Ever since her 2008 debut, Alas, I Cannot Swim, Laura Marling has been praised for her striking vocals, verbose and evocative songwriting and impressive guitar work. It’s an equation that has led critics and fans alike to take pause and remark on just how well beyond her years Marling is at only 25.

With that precedent established during the early stages of Marling’s young career seven years and four albums ago, it’s uncanny how she’s managed to nevertheless build upon the already incredibly sturdy foundation of her exceptional brand of indie-folk. However, it makes Marling’s evolution a nuanced one. As a result, it may be difficult to parse out, but the British singer-songwriter’s 2013 full-length, Once I Was an Eagle, was a turning point in Marling’s catalog. It found her more fiercely independent than before, announcing herself as the hunter; the eagle.

So, where was she to go from there? Maybe that will always be the wall Marling faces after concluding another highly-acclaimed album -- just as it is for many artists. Even Marling admitted that she scrapped a first draft to an Eagle follow-up, deciding it was merely continuation of the 2013 LP rather than a progression.

With Short Movie, Marling manages to resolve those concerns and responds with a new collection of 13 powerfully confident songs. Many will chalk up Short Movie’s departure to the singer’s adoption of an electric guitar. It’s certainly a contributing factor exhibited on the LP’s lead track, “Warrior,” which builds a kind of atmospheric white noise that allows Marling’s vocals to sink into the sometimes dissonant background, while “False Hope”’s plugged-in instrumentation seems to give Marling’s delivery a subtle grit when she almost challengingly sneers, “Is it still okay that I don’t know how to be alone?”

But an electric guitar is only a small part of Short Movie’s story.

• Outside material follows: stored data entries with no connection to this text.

PR #4310, opened 2017-08-12
Add email to valid types in custom-form

### LINKED ISSUE #4309: Add email to valid types in custom-form
**Current**
Currently we are not able to set an email type to the custom-form which leads to `Error: 422`.

**Expected**
email should be a valid type for the custom-form

shubham-padia:
fixes #4309


shubham-padia:
@CosmicCoder96 @geekyd Can you please suggest a list of additional types, you guys would be needing ?

PR #4311, opened 2017-08-12
Add roles like organizers,etc to events' relationship

### LINKED ISSUE #4266: Add missing roles relationship to events
- [ ] bug report
- [x] feature request

Add missing roles relationship to events for admin/events
Related issue:
https://github.com/fossasia/open-event-frontend/issues/631

shubham-padia:
fixes #4266 :P 
The related url is `/v1/users` in all cases, having separate endpoints for this doesn't make any sense

The reverse relationships in the users API will be done in separate PR.


shubham-padia:
Nope. We do not want all those users everytime we make a request. And i don't think sqlalchemy relationships get stored in the db :)

SaptakS:
No. The relationships don't get stored. But the backref mapping does as far as I know. Secondly what about the permissions? Is everyone allowed to see who is the organizer and the details of the organizer and so on?

shubham-padia:
@SaptakS The permission was wrong for the relationship class, I've modified it

PR #4445, opened 2017-08-28
Fix attendee POST request

### LINKED ISSUE #4441: Not allowing attendee POST request
**I'm submitting a ...**
- [x] bug report

**Current behavior:**
Created a new event with new user account. Created a free ticket for the event. for create attendee request the response is:
```
"errors": [
        {
            "status": 403,
            "source": {
                "source": "event_id"
            },
            "detail": "Access Forbidden",
            "title": "Access Forbidden"
        }
    ],
    "jsonapi": {
        "version": "1.0"
    }
}
```

magdalenesuo:
Fixes  #4441

### DIFF
--- a/app/api/attendees.py
+++ b/app/api/attendees.py
@@ -30,9 +30,8 @@ class AttendeeListPost(ResourceList):
         :return:
         """
         require_relationship(['ticket', 'event'], data)
-        if not has_access('is_coorganizer', event_id=data['event']):
-            raise ForbiddenException({'source': 'event_id'}, "Access Forbidden")
 
+    decorators = (jwt_required,)
     methods = ['POST']
     schema = AttendeeSchema
     data_layer = {'session': db.session,


app/api/attendees.py
```diff
@@ -23,8 +23,8 @@ class AttendeeListPost(ResourceList):
 
     def before_post(self, args, kwargs, data):
         require_relationship(['ticket', 'event'], data)
-        if not has_access('is_coorganizer', event_id=data['event']):
-            raise ForbiddenException({'source': 'event_id'}, "Access Forbidden")
+        if not has_access('is_user_itself', id=current_identity.id):
```
poush: Didn't get this. This check is basically translating as "Is the logged in user is same as the logged in user?"

magdalenesuo: @poush yes. Its basically checks logged in like jwt_required.

poush:
@magdalenesuo  So why not just jwt_required decorator at top of before_post ?

magdalenesuo:
@poush  Yes I can do that. :D I just kept the  `is_user_itself` permission cause message was modifiable. That's all. No other reason. :laughing:  I can make use of `jwt_required` directly. Should I change?

poush:
Actually, it will not work for some cases because current_activity will be null before calling jwt_required and btw we have `auth_required` permission in permission manager :P which does exactly what you need here

PR #4643, opened 2018-03-06
Fixes #4636 Resolves SERVER_NAME Issue

### LINKED ISSUE #4636: Remove SERVER_NAME or add warning in docs
The `SERVER_NAME` config in example env shadows the possible IP addresses a machine may take. For example, if the local IP is `10.0.3.2` the SERVER_NAME parameter being set to `localhost` will shadow this and 404 error will be shown instead.

This setting should either be removed or a warning should be added in the docs as it can be quite painful to pin point what the issue is

ParthS007:
Fixes #4636 

#### Checklist

- Presently, the server shows the server name `127.0.0.1:5000` irrespective of `SERVER_NAME` Variable in `env` and due to this, it gives `404` error.
image

- Now after running the server, It shows provides the link of `SERVER_NAME` that is used in `.env` 
- I have used `localhost:5000` and now it shows:
image

### DIFF
--- a/manage.py
+++ b/manage.py
@@ -1,5 +1,5 @@
 from __future__ import print_function
-
+from flask_script import Server
 import os
 
 from app.api.helpers.db import save_to_db
@@ -94,4 +94,8 @@ def prepare_kubernetes_db():
 
 
 if __name__ == "__main__":
+    host_port = app.config['SERVER_NAME'].split(":")
+    host = host_port[0]
+    port = int(host_port[1] if len(host_port) > 1 else app.config['FALLBACK_PORT'])
+    manager.add_command("runserver", Server(host=host, port=port))
     manager.run()
--- a/config.py
+++ b/config.py
@@ -49,7 +49,8 @@ class Config(object):
     SQLALCHEMY_TRACK_MODIFICATIONS = True
     ERROR_404_HELP = False
     CSRF_ENABLED = True
-    SERVER_NAME = env('SERVER_NAME', default=None)
+    SERVER_NAME = env('SERVER_NAME', default='127.0.0.1:5000')
+    FALLBACK_PORT = 80
     CORS_HEADERS = 'Content-Type'
     SQLALCHEMY_DATABASE_URI = env('DATABASE_URL', default=None)
     SERVE_STATIC = env.bool('SERVE_STATIC', default=False)


ParthS007:
@shubham-padia  Travis is not able to read `env` file, that's why Travis is failing. Please help to resolve this.

ParthS007:
Please don't  merge this, work in progress :+1:

ParthS007:
@shubham-padia @iamareebjamal @SaptakS  Please review. Thanks :+1:

manage.py
```diff
@@ -94,4 +96,12 @@ def prepare_kubernetes_db():
 
 
 if __name__ == "__main__":
+    _host = '127.0.0.1'
```
SaptakS: Don't mention the _host and _port hard-coded here.  Rather put it in the default for SERVER_NAME in config.py

SaptakS: Once you do that, the entire `if` logic below won't be necessary anymore.

manage.py
```diff
@@ -1,7 +1,9 @@
 from __future__ import print_function
-
+from flask_script import Server
 import os
 
+SERVER_NAME = __import__('config').Config.SERVER_NAME
```
SaptakS: You don't need to do this. Instead, you can use `app.config['SERVER_NAME']`

manage.py
```diff
@@ -94,4 +96,12 @@ def prepare_kubernetes_db():
...
 
 if __name__ == "__main__":
+    _host = '127.0.0.1'
+    _port = 5000
+    if SERVER_NAME:
+        host, port = SERVER_NAME.split(':')
+    else:
+        host = _host
+        port = _port
+    manager.add_command("runserver", Server(use_debugger=True, use_reloader=True, host=host, port=int(port)))
```
SaptakS: I don't think `use_debugger` and `use_reloader` is needed.

manage.py
ParthS007: @SaptakS I have tried it, but not able to import it. Then I have used this.

SaptakS: You don't need to import. You are already importing app. And the configurations are already present in the flask app. So you can directly do something like `host = app.config['SERVER_NAME'].split(":")[0]` and `port = app.config['SERVER_NAME'].split(":")[1]`

ParthS007: Got it @SaptakS

manage.py
```diff
@@ -94,4 +95,7 @@ def prepare_kubernetes_db():
 
 
 if __name__ == "__main__":
+    host = app.config['SERVER_NAME'].split(":")[0]
+    port = app.config['SERVER_NAME'].split(":")[1]
```
iamareebjamal: This will fail if the port is not specified in the configuration

iamareebjamal: Also, the splitting is done twice instead of once

ParthS007: @iamareebjamal It will take the default value i.e `127.0.0.1:5000` if we didn't specify the `SERVER_NAME` in `.env`

iamareebjamal:
```python
host_port = app.config['SERVER_NAME'].split(":")
host = host_port[0]
if len(host_port) > 1:
     port = host_port[1]
else:
    port = 80
```

SaptakS: I don't think one should write a SERVER_NAME without mentioning the port in the .env file. But yes, it would be better to handle that case, maybe using a ternary operator.

SaptakS: @iamareebjamal I think instead of hard-coding 80 here, it is better to store that also in a default config key.

ParthS007: @SaptakS @iamareebjamal I am confused what I have to do finally :confused:

rafalkowalski: @IamAdiSri You can use urlparse library to get host name and port number.
```
from urlparse import urlparse
server_name = app.config.get('SERVER_NAME')
host_name = urlparse(server_name).hostname
port = urlparse(server_name).port
```

iamareebjamal: @ParthS007 Where you have modified the SERVER_NAME parameter in config.py, add a FALLBACK_PORT=80 parameter as well and use that here

manage.py
```diff
@@ -95,7 +94,8 @@ def prepare_kubernetes_db():
 
 
 if __name__ == "__main__":
-    host = app.config['SERVER_NAME'].split(":")[0]
-    port = app.config['SERVER_NAME'].split(":")[1]
+    host_port = app.config['SERVER_NAME'].split(":")
+    host = host_port[0]
+    port = int(host_port[1]) if len(host_port) > 1 else app.config['FALLBACK_PORT']
```
iamareebjamal: `host_port[1]` will raise exception if not present

manage.py
```diff
@@ -94,4 +94,8 @@ def prepare_kubernetes_db():
 
 
 if __name__ == "__main__":
+    host_port = app.config['SERVER_NAME'].split(":")
+    host = host_port[0]
+    port = int(host_port[1]) if len(host_port) > 1 else app.config['FALLBACK_PORT']
+    manager.add_command("runserver", Server(use_debugger=True, use_reloader=True, host=host, port=int(port)))
```
iamareebjamal: A minor suggestion, can be changed to 
`int(host_port[1] if len(host_port) > 1 else app.config['FALLBACK_PORT'])`
and no need of `int(port)` will be below

PR #4674, opened 2018-04-18
refactor: Final stage changes to Python 2/3

### LINKED ISSUE #4677: Final refactoring to make project compatible with Python 2/3
These things are required to make project compatible with Python 2/3

- [x] Import future package builtins and aliases (eg. str, io, urllib)
- [x] Wrap byte return type with str(<byte>, 'utf-8') for Python 3
- [x] Wrap str type with byte(<string>) for IO functions
- [x] Replace StringIO and cStringIO with io.BytesIO for cross compatibility

iamareebjamal:
Fixes #4677 

Changes: 
- Import future package builtins and aliases (eg. str, io, urllib)
- Wrap byte return type with str(<byte>, 'utf-8') for Python 3
- Wrap str type with byte(<string>) for IO functions
- Replace StringIO and cStringIO with io.BytesIO for cross compatibility


iamareebjamal:
@poush @SaptakS @shubham-padia @niranjan94 This runs on Python3, however I don't know each and every use case of server, so please test

SaptakS:
This PR definitely makes me very very happy. ✨ ❤️ I would just want to review it once completely before merging. But awesome work. Finally, someone did it!!! In fact, I feel we should remove python 2 support completely. @niranjan94 @iamareebjamal @hongquan what do you think?

niranjan94:
@iamareebjamal Awesome work ! 🎉 😄 

---

I think now would be a great time for us to remove the python 2 code. I get why one might be hesitant to do so, but, I think removing py2 code and going with _only_ py3 code and fixing bugs as and when we find them, would be much easier than to have both next to each other.

iamareebjamal:
@niranjan94 So do you want me to do it in this PR?

iamareebjamal:
@niranjan94 Yes, I agree with the philosophy of python3 only. So do you want me to do it in this PR?

niranjan94:
Awesome. You can do it however it is comfortable for you. :)

Same PR or a separate one.

iamareebjamal:
@niranjan94 @SaptakS @poush @shubham-padia Please review

iamareebjamal:
@niranjan94 @SaptakS @poush @shubham-padia Please review. Let's merge this :)

iamareebjamal:
@niranjan94 Should this be merged?

niranjan94:
@iamareebjamal yes. We can merge this. merging now.

PR #4678, opened 2018-04-20
fix: Raise HTTP 409 on Create Ticket with Duplicate Name

### LINKED ISSUE #4672: Error 500 on Create Ticket : Unique name
- [x] bug report
- [ ] feature request

**Current behavior:**
TIcket creation with same name causes error 500
```json
{
    "errors": [
        {
            "status": 500,
            "source": {
                "pointer": "/data"
            },
            "detail": "Object creation error",
            "title": "Unknown error"
        }
    ],
    "jsonapi": {
        "version": "1.0"
    }
}
```

**Expected behavior:**
There is a unique constraint on name and event id, so this should be checked before saving and shown to the user 

**Steps to reproduce:**
Try to create two tickets of the same name for the same event

Masquerade0097:
Fixes #4672 

#### Checklist

When a user tries to create ticket with same name as some other ticket for the same event then ConflictException is raised instead of HTTP 500.

- Raise ConflictException on duplicate Ticket name.

@iamareebjamal @shubham-padia @poush Please review.

### DIFF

Even Marling noted prior to the album’s arrival that though the guitar transformed her “perspective on music,” she plays it very much the way she does her trusty acoustic. It adds dynamism and power, but it’s not the only thing affording Marling’s growth on her fifth full-length.

She’s once again honed in on and refined her singular voice as an artist. She still mines the inspiration that has fueled past works -- namely her wariness of relationships, commitment and romance. For that, “Strange” is an exceptional example of Marling’s head-on candidness as she addresses a married lover: “But should you fall in love with me / Your love becomes my responsibility / And I can never do you wrong / Do you know how hard that is?”

But Marling also draws from her time spent living in L.A. following the release of Once I Was an Eagle.

“I think a lot of this record is about feeling -- not consciously, but in retrospect -- desperately lost in translation [living in Los Angeles],” she said. “I had an old mentor, an American chap, who kept saying to me, ‘It’s a short movie, man,’ which I thought was quite funny, so there are lots of Americanisms like that in it.”

And with that comes the new album’s titular track on which Marling sings, “Who do you think you are? / Just a girl that can play guitar.” That’s it -- it’s a simple but self-assured declaration and thesis statement. But that’s also the point: “It’s a short f---ing movie, man.” You only get so much time to speak your piece, and to Marling's credit, she's has spent hers building a catalog that delivers increasingly potent moments of self-reflection and awareness.